(Stored data)
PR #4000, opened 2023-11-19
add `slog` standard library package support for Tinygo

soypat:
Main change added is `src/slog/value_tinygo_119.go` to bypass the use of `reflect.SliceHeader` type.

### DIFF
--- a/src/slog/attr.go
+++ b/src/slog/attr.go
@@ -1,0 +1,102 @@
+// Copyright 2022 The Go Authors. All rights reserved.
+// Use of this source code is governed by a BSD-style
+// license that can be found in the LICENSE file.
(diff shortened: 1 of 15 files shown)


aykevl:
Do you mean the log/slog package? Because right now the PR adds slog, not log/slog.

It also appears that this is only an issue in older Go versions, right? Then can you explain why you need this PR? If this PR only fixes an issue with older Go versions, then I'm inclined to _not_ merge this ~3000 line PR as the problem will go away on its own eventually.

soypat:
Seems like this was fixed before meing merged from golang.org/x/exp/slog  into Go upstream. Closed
* * *
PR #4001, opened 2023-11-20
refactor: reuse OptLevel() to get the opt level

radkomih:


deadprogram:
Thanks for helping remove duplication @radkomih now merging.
--
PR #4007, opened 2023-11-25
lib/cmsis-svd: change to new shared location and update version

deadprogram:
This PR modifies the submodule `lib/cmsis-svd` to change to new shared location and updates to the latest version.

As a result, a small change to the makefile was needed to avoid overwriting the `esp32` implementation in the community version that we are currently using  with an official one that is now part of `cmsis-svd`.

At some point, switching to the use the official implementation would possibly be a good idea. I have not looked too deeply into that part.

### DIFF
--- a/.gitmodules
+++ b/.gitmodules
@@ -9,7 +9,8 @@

## [Task goal]
Give the number of lines in the data that contain the string "shared", and nothing else.

## [Result]
2